First, the upload includes three decisions of the European Court of Human Rights in Strasbourg dealing with how the fair trial guarantees in Article 6 of the European Convention on Human Rights apply to international arbitration proceedings. They require, as the judgments point out, inter alia, the independence and impartiality of the arbitral tribunals, as well as due process, and grant a human rights remedy in case of breach after exhaustion of local remedies. In international sports arbitration, one of the Strasbourg judgements held that Article 6 of the Convention requires a public hearing, breaking with the principle of confidentiality.

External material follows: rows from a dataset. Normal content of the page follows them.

PR #1211, opened 2026-08-03
MONGOCRYPT-955 add AGENTS.md

kevinAlbs:
# Summary

Add an AGENTS.md for libmongocrypt.

As a drive-by: fix formatting steps CONTRIBUTING.md to refer to `uv` (not `pipx`).

# Background & Motivation

Organization of build steps was inspired by https://github.com/mongodb/mongo-cxx-driver/pull/1636.

## Evaluating

I used Claude to draft an AGENTS.md evaluator. It tested responses to read-only prompts before / after adding AGENTS.md. The draft is in [this branch](https://github.com/kevinAlbs/libmongocrypt/compare/M955...kevinAlbs:libmongocrypt:with-evals.M955?expand=1). Response correctness did not change much. But token usage reduced:

| model | passed before | passed after | Δ | tokens before | tokens after | Δ |
|---|---|---|---|---|---|---|
| sonnet | 52/60 (87%) | 60/60 (100%) | 🟢 +13% | 1,412,187 | 849,919 | 🟢 -40% |
| opus | 56/60 (93%) | 59/60 (98%) | 🟢 +5% | 1,630,504 | 720,407 | 🟢 -56% |
| haiku | 55/60 (92%) | 51/60 (85%) | 🔴 -7% | 3,010,864 | 690,846 | 🟢 -77% |

The reduced token usage gave me some confidence the AGENTS.md helped lower the need to explore. But I was not confident this evaluator was valuable enough to add to this PR. And I did not want to continue adding scope to this task.

### DIFF
--- a/AGENTS.md
+++ b/AGENTS.md
@@ -4,7 +4,7 @@ This file provides guidance to AI coding agents working with code in this reposi
 
 ## What this is
 
-libmongocrypt is a C library that assists MongoDB drivers in implementing **In-Use Encryption**. The driver-facing behavior it helps support is defined by the Client-Side Encryption specification: <https://github.com/mongodb/specifications/blob/master/source/client-side-encryption/client-side-encryption.md>.
+libmongocrypt is a C library that assists MongoDB Client Libraries in implementing **In-Use Encryption**. The Client Library behavior it helps support is defined by the Client-Side Encryption specification: <https://github.com/mongodb/specifications/blob/master/source/client-side-encryption/client-side-encryption.md>.
 
 ### Naming (from the spec)
 
@@ -123,9 +123,9 @@ Tests are C files, not auto-discovered. Two steps are required:
 
 ### Components
 
-- Driver
+- Client Library (E.g. pymongo, sometimes referred to as a Driver)
     - libmongocrypt acts as a **state machine** and does no I/O.
-    - libmongocrypt provides a C interface to drivers.
+    - libmongocrypt provides a C interface to the Client Library.
     - Most APIs pass and returns BSON, most structs are opaque, and global init is lazy.
     - See `integrating.md` and the public API in `src/mongocrypt.h`.
 - MongoDB server (mongod / mongos)
@@ -136,7 +136,7 @@ Tests are C files, not auto-discovered. Two steps are required:
 - mongocryptd / crypt_shared
     - Required for automatic encryption only (not used by explicit encryption, explicit decryption, or automatic decryption)
     - Interchangeable: both do query analysis for automatic encryption.
-        - mongocryptd is a process the driver talks to.
+        - mongocryptd is a process the Client Library talks to.
         - crypt_shared is a library libmongocrypt loads and calls directly.
     - Only permitted for enterprise or Atlas. This makes automatic encryption an enterprise / Atlas feature.
 
@@ -154,8 +154,8 @@ Uses C99. Contributions shall not use features from newer standards.
 
 ### Core objects & state machine
 
-- **`mongocrypt_t`** — the top-level handle; **thread-safe**, and expected to be owned by a driver's `MongoClient` / `ClientEncryption` object.
-- **`mongocrypt_ctx_t`** — a single operation (encrypt, decrypt, data-key creation, …); **not thread-safe**, and expected to handle one operation. The driver drives it as a state machine, performing the I/O the library requests at each state. See `integrating.md` for the state machine.
+- **`mongocrypt_t`** — the top-level handle; **thread-safe**, and expected to be owned by a Client Library's `MongoClient` / `ClientEncryption` object.
+- **`mongocrypt_ctx_t`** — a single operation (encrypt, decrypt, data-key creation, …); **not thread-safe**, and expected to handle one operation. The Client Library drives it as a state machine, performing the I/O the library requests at each state. See `integrating.md` for the state machine.
 - **`mongocrypt_binary_t`** is a non-owning view; `_destroy` frees the view, not the underlying data.
 
 ## Before Committing
--- a/AGENTS.md
+++ b/AGENTS.md
@@ -1,0 +1,171 @@
+# AGENTS.md
+
+This file provides guidance to AI coding agents working with code in this repository.
+
+## What this is
+
+libmongocrypt is a C library that assists MongoDB drivers in implementing **In-Use Encryption**. The driver-facing behavior it helps support is defined by the Client-Side Encryption specification: <https://github.com/mongodb/specifications/blob/master/source/client-side-encryption/client-side-encryption.md>
+
+### Naming (from the spec)
+
+The public feature is **In-Use Encryption**, consisting of **Client-Side Field Level Encryption (CSFLE)** and **Queryable Encryption (QE)**. Internally, In-Use Encryption is sometimes called **Field Level Encryption (FLE)**; CSFLE is sometimes called Client Side Encryption (as in the spec title); and CSFLE and QE are sometimes called **FLE1** and **FLE2** respectively. So the `mc-fle2-*` payload files under `src/` implement **Queryable Encryption**, not CSFLE.
+
+Separately (and confusingly), **`csfle`** is sometimes used within libmongocrypt to mean the **crypt_shared** library — an older name for it, unrelated to the CSFLE feature above. For example, `crypt->csfle` is the crypt_shared vtable.
+
+## Build System
+
+This project uses CMake.
+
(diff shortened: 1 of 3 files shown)


AGENTS.md
vector-of-bool, line 1: Can the text in this file be reflowed to a column limit? Not important but aides readability across both very wide and very narrow screens.

AGENTS.md
```diff
@@ -0,0 +1,171 @@
...
+The optional install step:
+
+```bash
+cmake --install cmake-build
+```
+
+> [!IMPORTANT]
+> For multi-configuration generators (e.g. "Visual Studio *", "Ninja Multi-Config", etc.), use `--config <config>` during the build, install, and test steps instead of `CMAKE_BUILD_TYPE=<config>`.
+> The `CMAKE_BUILD_TYPE` option will be ignored by the configuration step.
+> Only use `CMAKE_BUILD_TYPE` with single-configuration generators (e.g. Makefile Generators, Ninja, etc.).
```
vector-of-bool: I believe that models will have information like this baked-in. e.g. I've never needed to guide an LLM on how multi-config generators work, it just knows.

I think the only thing that needs to be specified is the configuration parameters that are specific to this project.

AGENTS.md
```diff
@@ -0,0 +1,171 @@
...
+
+Key CMake configuration options (given `option=(default|alternatives...)`):
+
+- `-G <generator-name>`: specify a build system generator (e.g. `Ninja`).
+- `-D CMAKE_PREFIX_PATH:PATH=<prefix>`: installation prefixes to search with `find_*()` (e.g. an installed libbson with `USE_SHARED_LIBBSON=ON`, or OpenSSL).
+- `-D CMAKE_INSTALL_PREFIX:PATH=<install-prefix>`: install directory used by `install()`. Use `cmake-build/install/` when system modification is undesirable or disallowed by the user.
+- `-D CMAKE_BUILD_TYPE:STRING=<config>`: build type on single-configuration generators.
```
vector-of-bool: Same as comment above

AGENTS.md
```diff
@@ -0,0 +1,171 @@
+# AGENTS.md
+
+This file provides guidance to AI coding agents working with code in this repository.
+
+## What this is
+
+libmongocrypt is a C library that assists MongoDB drivers in implementing **In-Use Encryption**. The driver-facing behavior it helps support is defined by the Client-Side Encryption specification: <https://github.com/mongodb/specifications/blob/master/source/client-side-encryption/client-side-encryption.md>
```
connorsmacd:
```suggestion
libmongocrypt is a C library that assists MongoDB drivers in implementing **In-Use Encryption**. The driver-facing behavior it helps support is defined by the Client-Side Encryption specification: <https://github.com/mongodb/specifications/blob/master/source/client-side-encryption/client-side-encryption.md>.
```

Nit: Missing period.

AGENTS.md
```diff
@@ -0,0 +1,171 @@
...
+
+> [!NOTE]
+> `.evergreen/build_all.sh` is the authoritative reference for CI configure-build-install routines. Consult for platform-specific options and flags.
+
+> [!NOTE]
+> For local development and testing, use the Debug configure in the [Running Tests](#running-tests) section instead of the release configure above.
+
+## Dependencies
+
+Dependencies are obtained in three different ways — most are fetched or vendored, so a network connection may be needed at configure time:
```
connorsmacd: > three different ways

It's not immediately clear to me what the three different ways are, so consider briefly elaborating on what this means. You could might even consider just removing the "three" then leaving it as is if enumerating doesn't add much value.

AGENTS.md
```diff
@@ -0,0 +1,171 @@
...
+Tests are C files, not auto-discovered. Two steps are required:
+
+1. Add the file to the `TEST_MONGOCRYPT_SOURCES` list in `CMakeLists.txt`.
+2. In `test/test-mongocrypt.c`, add an `_mongocrypt_tester_install_*(&tester)` call in `main`, and register each test function inside that installer via `_mongocrypt_tester_install(tester, "_test_name", fn, CRYPTO_REQUIRED)` (or `CRYPTO_OPTIONAL`).
+
+## Architecture
+
+### Components
+
+- Driver
```
connorsmacd: I think we already use the term "driver" a bit too liberally in DBX, so consider changing this to something else, e.g., "Library" or "State Machine".

AGENTS.md
```diff
@@ -0,0 +1,171 @@
...
+    - See `integrating.md` and the public API in `src/mongocrypt.h`.
+- MongoDB server (mongod / mongos)
+    - To send the final commands.
+    - To fetch remote schemas.
+- KMS
+    - To encrypt/decrypt Data Encryption Keys (DEK) using a backing Key Encryption Key (KEK).
+- mongocryptd / crypt_shared
+    - Required for automatic encryption only (not used by explicit encryption, explicit decryption, or automatic decryption)
+    - Interchangeable: both do query analysis for automatic encryption.
+        - mongocryptd is a process the driver talks to.
```
connorsmacd: Consider rewording this to "mongocryptd is a daemon that libmongocrypt talks to via ..." (I can't remember if it's ISP, a TCP connection, or something else). This also addresses another potentially confusing use of "driver".

connorsmacd (approved):
LGTM with some minor feedback. Erring on the side of approving this now since I will be away until next week.

AGENTS.md
kevinAlbs: Good point. I removed this sentence since I do not think it adds much to the list of dependencies that follows.

AGENTS.md
kevinAlbs: Good point. I updated references to "Client Library" to match the term used in other [public documentation](https://www.mongodb.com/docs/drivers/). I noted "sometimes referred to as a Driver".

AGENTS.md
kevinAlbs: I like that clarification. I updated to note that the Client Library communicates to mongocryptd using the same wire protocol as the MongoDB server.

AGENTS.md
```diff
@@ -0,0 +1,169 @@
...
+
+```bash
+./cmake-build/test-mongocrypt                              # whole suite
+./cmake-build/test-mongocrypt _test_setopt_kms_providers   # a single test, by function name
+```
+
+> [!IMPORTANT]
+> For multi-configuration generators, the executable appears under a `<config>/` subdirectory (e.g. `cmake-build/Debug/test-mongocrypt`).
+
+A few tests need a real crypt_shared library; download one with the `mongodl.py` script from drivers-evergreen-tools: <https://github.com/mongodb-labs/drivers-evergreen-tools/blob/master/.evergreen/mongodl.py>
```
vector-of-bool, line 80: I have a user skill for `mongodl` that may be useful for sharing across projects in the org, but I don't know how to do that.

vector-of-bool (commented):
Sorry, thought I submitted my pending comments a few days ago. A few comments regarding redundant information that the model already knows.

AGENTS.md
kevinAlbs: I originally erred towards consistency with the C and C++ driver AGENTS.md, but I tend to agree. I expect CMake instructions common to any CMake project are unlikely to help an LLM. I removed some CMake notes, and left notes about preferences (e.g. using `cmake-build`) or project specific options.

AGENTS.md
kevinAlbs: I have not tried it, but https://github.com/10gen/agent-skills might be an option for an org-wide skill.

AGENTS.md
kevinAlbs: I am slightly averse to hard-wrapping I think I have a historical peeve of my small text changes in the spec repo creating big diffs after rewrapping. I expect that is less of an issue with modern GitHub highlighting content changes.

I am admittedly biased towards my own workflow with VS Code. VS Code does not appear to have built-in support for hard wrapping. But I can enable soft wrapping in VS Code with user settings:
```json
    "[markdown]": {
        "editor.wordWrap": "wordWrapColumn",
        "editor.wordWrapColumn": 120,
        "editor.rulers": [
            120
        ],
    },
```

Image

With that said, would hard wrapping still seem preferable? I am open to it if it may help with reading (though I might poke you for recommendations on a wrapping tool).

vector-of-bool: Soft wrapping may be a useful compromise.

The wrapping happens automatically for me because I have an extension, "Reflow Markdown", installed that formats markdown files on save. It may not be the optimal formatter though, and it can garble some constructs like admonitions. May be better to adopt a proper tool like mdformat in the future. I'd say leave it for now and we can discuss reformatting of everything altogether at some future date.

vector-of-bool (approved):
LGTM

Second, on 30 June 2021, the Constitutional Court of Ecuador determined by majority decision that Ecuador’s renewed signing of the ICSID Convention did not require the prior approval by the National Assembly, in particular because the Convention did not attribute competences specific to the internal legal system to an international or supranational body.

Finally, in a reflection of the recent world events affecting international arbitration as a whole, a United States District Court found that in an arbitration under the ICC Expedited Procedure Provisions, the arbitrator’s decision to cancel the hearing due to COVID-19 restrictions and decide the case on the record only was not a violation of due process.